### Assigned task
Produce a copy of every line in the records that holds the string "commented".

(Saved entries)

===

Issue #4318, opened 2024-10-22
mempool/dog: Write spec


hvanz:
Write a specification in English of the DOG protocol, based on the description in #3263.

The documention should be located in `/spec/mempool/dog-gossip.md` (or similar).

Since the new protocol is an extension of the current one (called Flood), we can split the spec in two:
- [x] #4476
- [ ] #4477

PR #4476, opened 2024-11-12
spec(mempool/dog): Add spec of Flood gossip protocol

hvanz:
Contributes to #4318

The DOG spec is based on Flood's spec (#4477)

[README.md](https://github.com/cometbft/cometbft/tree/hvanz/flood-spec-4318/spec/mempool/gossip/)


spec/mempool/gossip/p2p.qnt
```diff
@@ -0,0 +1,141 @@
...
+    def Peers(node) = peers.get(node)
+
+    //--------------------------------------------------------------------------
+    // A node is in the network if it has peers.
+    val nodesInNetwork = NodeIDs.filter(node => node.Peers().nonEmpty())
+    val nodesNotInNetwork = NodeIDs.exclude(nodesInNetwork)
+
+    // A node sends a message to the given set of target nodes. It updates the
+    // list of incoming messages `_msgs`.
+    pure def send(node, _msgs, targetNodes, msg) =
```
cason, line 57: Should we call it broadcast, multicast, multi-send or something like that?

I read `send` and I think about unicast.

spec/mempool/gossip/p2p.qnt
```diff
@@ -0,0 +1,141 @@
...
+    // node has.
+    const InitialPeers: NodeID -> Set[NodeID]
+
+    //--------------------------------------------------------------------------
+    // State
+    //--------------------------------------------------------------------------
+    // To model network communication, each node has a queue (a list) of
+    // incoming messages. Node A sends a message to a node B by appending the
+    // message to B's queue. We use queues to model that messages arrive in
+    // order. Messages have a sender (a node ID).
```
cason, line 31:
```suggestion
    // FIFO order. Messages have a sender (a node ID).
```

cason: Do we really need this assumption?

spec/mempool/gossip/p2p.qnt
```diff
@@ -0,0 +1,141 @@
...
+    //
+    // In the actual implementation, transaction messages are transamitted on
+    // the `Mempool` data channel of the P2P layer. Control messages are usually
+    // transmitted on other channels with different priorities. Here we model a
+    // single, reliable channel.
+    //
+    // The type variable `msg` can be instantiated on the message types of
+    // different protocols.
+    var msgs: NodeID -> List[(NodeID, msg)]
```
cason, line 40: You probably want to make names small, but how about`incoming_msgs`?

spec/mempool/gossip/p2p.qnt
```diff
@@ -0,0 +1,141 @@
...
+    // A node receives one of the incoming messages from a peer and handles it
+    // according to its type.
+    action receiveFromPeer(node, handleMessage) = all {
+        require(length(node.Msgs()) > 0),
+        val someMsg = node.Msgs().head()
+        val sender = someMsg._1
+        val msg = someMsg._2
+        // We model receiving of a message as taking the head of the list of
+        // incoming messages.
+        val updatedMsgs = msgs.update(node, tail)
```
cason, line 75: Is `tail` a Quint function?

spec/mempool/gossip/flood.qnt
```diff
@@ -0,0 +1,143 @@
...
+    type Message =
+        | TxMsg(TX)
+
+    //--------------------------------------------------------------------------
+    // Actions
+    //--------------------------------------------------------------------------
+
+    // Upon receiving a transaction message from a peer, the node attempts to
+    // add the transaction to its mempool.
+    action handleMessage(node, _msgs, sender, msg) =
```
cason, line 27: So `_msgs` here is of the same time of `var msgs` in `p2p.qnt`?

spec/mempool/gossip/flood.qnt
```diff
@@ -0,0 +1,143 @@
...
+        node.Peers().exclude(node.sendersOf(tx))
+
+    //--------------------------------------------------------------------------
+    // All possible state transitions in the protocol.
+    action nextState = any {
+        // Transaction dissemination: node sends transaction to subset of peers.
+        nondet node = oneOf(nodesInNetwork)
+        node.disseminateNextTx(mkTargetNodes, TxMsg),
+
+        // User-initiated transactions: node receives a transaction from a user.
```
cason, line 93:
```suggestion
        // User-submitted transactions: node receives a transaction from a user.
```

cason (commented):
Great work.

Sorry my Quint-wise ignorance on some comments.

I wonder, or suggest:

1. How about the contents of `spec/mempool/quint`? Can we re-use, update, do something with it?
2. I think Quint specs are great, but several readers would also like to have an English, even if simplistic and pointing to Quint files, version of it.

spec/mempool/gossip/p2p.qnt
hvanz: Yes, we assume that the transport layer guarantees a message ordering. That's why the type of the incoming messages is a List instead of a Set. I'll clarify in the text.

spec/mempool/gossip/p2p.qnt
hvanz: Yes, it's one of the predefined functions of lists.

spec/mempool/gossip/mempool.qnt
```diff
@@ -0,0 +1,204 @@
...
+
+    // Transactions are validated by an external entity. The validation function
+    // must be deterministic. In the actual implementation, the mempool makes a
+    // CheckTx ABCI call to the application, which validates the transaction. 
+    //
+    // In this simplified specification we model all transactions as valid. To
+    // model invalid transactions, `valid` should be declared as a model
+    // parameter (a `const`) and instantiated with a deterministic function of
+    // type `(TX) => bool`.
+    pure def valid(tx) = true
```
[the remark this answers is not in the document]
hvanz: That's correct. When defining a model of this spec, we would set `const Txs` to be, for example, "Set("tx1", "tx2", "tx3", "invalid"). But it's not needed on this spec.

spec/mempool/gossip/flood.qnt
hvanz: `_msgs` has the same type as `msgs` in the `p2p` module. This parameter is to pass updated versions of `msgs`, so first `receiveFromPeer` removes the first message in the queue and pass the tail to `handleMessage`, later in dog.qnt, `_msgs` may updated with a `HaveTx` message. I clarified in the text.

hvanz:
> 1. How about the contents of spec/mempool/quint? Can we re-use, update, do something with it?

That spec is at a different abstraction level. For instance, the mempool is modelled simply as a set of transactions. There are no details on gossip, cache, senders, etc. It's more about the relation of mempool with consensus, which is modelled as two sets of proposed and decided transactions. So one of the main goals of this spec is to declare properties on at that level of abstraction; it's not really useful for specifying the gossip protocols.

By the way, I now see that those Quint files are broken, the parser complains with `'oneOf' must be the outermost expression in a nondet definition`.

hvanz:
> 2. I think Quint specs are great, but several readers would also like to have an English, even if simplistic and pointing to Quint files, version of it.

I started writing the spec in English. It was not my intention to write Quint at this point. As I was writing pseudo-code, I needed to add definitions, clarifications, and more text on the meaning of the pseudo-code. I realized I was writing something very similar to Quint, so I decided to just switch the language of the spec. So I put all text in Quint comments and wrote the code as simply as possible so that it can be read as pseudo-code, abstracting all complex parts to lower level modules. My goal is that the top modules self-describe the protocols and can be read without knowing Quint or the low level modules, unless there's a need to understand the semantics of some part of the code.

I think it's not a good idea to have both the formal spec and the English spec that say more or less the same but in different files and different languages. It duplicates the work. I know that reading markdown is more pleasing than comments, so ideally, and what I was going to suggest to the Quint team, is to have the VSCode Quint plugin with support for a viewing mode that displays comments as markdown, the same as when one previews markdown files, which is natively supported by VSCode. cc: @bugarela

If forgot that the Quint docs suggests to use [literate specifications](https://quint-lang.org/docs/literate). I haven't tried it but I guess the writing process would be different because I would have to transpile markdown to Quint every time I want to change the code. And also I could not rely so easily on type checking.

cason:
> By the way, I now see that those Quint files are broken, the parser complains with 'oneOf' must be the outermost expression in a nondet definition.

So can you add some note on that directory and/or in the common ancestor of this one, rendering clear that it is outdated or experimental?

cason:
When I mentioned the English spec is not to provide the same abstractions or the same logic, which is typically clearer in Quint than in English. It is more to define the entry points of the Quint spec, the types or methods to put more attention, besides how to run then, what to verify and how.

spec/mempool/gossip/mempool.qnt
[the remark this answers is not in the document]
cason: This is something that could go in the English spec, for instance.

cason (approved):

spec/mempool/gossip/p2p.qnt
hvanz: I renamed it `incomingMsgs` (which was the original name 😄 )

bugarela:
Regarding Quint <-> markdown, we have currently two options and I'm happy to work on improving them or setting up something new that would be useful for this kind of thing.
1. Literate specifications, like a recent one here: https://github.com/left-curve/left-curve/blob/c440d02c2b7e15c92ca9c4fed9a589bf1f8dc3fc/grug/jellyfish-merkle/spec/invariants.md (check the raw file and the rendered one. A complete checkable Quint spec is produced out of this file, so it is a live document that we can check on the CI for example)
- This looks great and enables all the freedom of markdown
- It's a bit annoying to make changes to the Quint model with this. What I do is to change the acutal `.qnt` file and, once I'm done, reflect the changes on the markdown and make sure the tangled (generated from md) file is the same the `.qnt` one
- It might be possible to write tooling that typechecks quint snippets inside markdown, and then we would be able to edit markdown directly. This is what noteeboks (likye jupyter notebook) do.

2. Generating markdown out of Quint comments. This is currently possible with the `quint docs` cli command
- The current format is tuned for generating builtin operator documentation, and it's probably not a good general format. Idk if we could come up with a general format that would be useful for multiple different projects, as each project might want to organize the markdown file in a specific way. 
- This requires that all content from markdown is embedded in Quint comments, which I think would either degrade the markdown quality or the quint file quality.
- This doesn't have the problem of having to update something when you update the model, as the markdown file can be easily re-generated

hvanz:
Thanks @bugarela! I like your literate spec example and I will give it a try. I couldn't find the qnt files it imports (hashes, tree, etc.). Where are those? And, do you keep the generated quint file somewhere in the repo?

I tried `quint docs` and it outputs only the declarations with signatures but it ignores all the comments. Does it expect a special format? I couldn't find documentation in the website.

bugarela:
> Thanks @bugarela! I like your literate spec example and I will give it a try. I couldn't find the qnt files it imports (hashes, tree, etc.). Where are those? And, do you keep the generated quint file somewhere in the repo?

This is all under a private repo for now, we only sent that `md` file to the public repository at this point.

> I tried quint docs and it outputs only the declarations with signatures but it ignores all the comments. Does it expect a special format? I couldn't find documentation in the website.

Yes, it only considers docstrings, which in Quint are triple-slashed comments before top level definitions/modules (copied from rust)
```bluespec
/// foo is bla bla
val foo = 1

/// my def is cool
pure def f(x) = {
  // This comment cannot be triple slash as it does not come before a top-level definition
  x + 1
}
```

hvanz:
I changed the Quint files for Markdown files with Quint code snippets. I think this format is much better.

@bugarela check out how I structured all the Quint code at the end of the md files using macros. In this way I don't have to insert line breaks in html comments and the md file is much cleaner.

bugarela:
I considered using that! I like how it solves indentation, but I don't like not having a line between each definition. If I were to use this format, I'd still keep my line break comments :sweat_smile:

cason:
>  but I don't like not having a line between each definition.

This renders the code super hard to read indeed.

hvanz:
Obviously line breaks between definitions is better, and even some comments would help when reading the code, but the quint code in this spec is not to read, now that we have the markdown files. I hope by the time we need to expand the specs with tests, models, etc. (not planned for the moment) there will be a `quint fmt` tool ready 😉 Otherwise we'll need to resort to put line breaks in comments.

cason:
> . I hope by the time we need to expand the specs with tests, models, etc. (not planned for the moment) there will be

Ok, I would say we merge this PR as it is, but can you add this follow-up work to the existing issue or a new one?

melekes (commented):
❤️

===

### Expected output
cason (commented):
melekes (commented):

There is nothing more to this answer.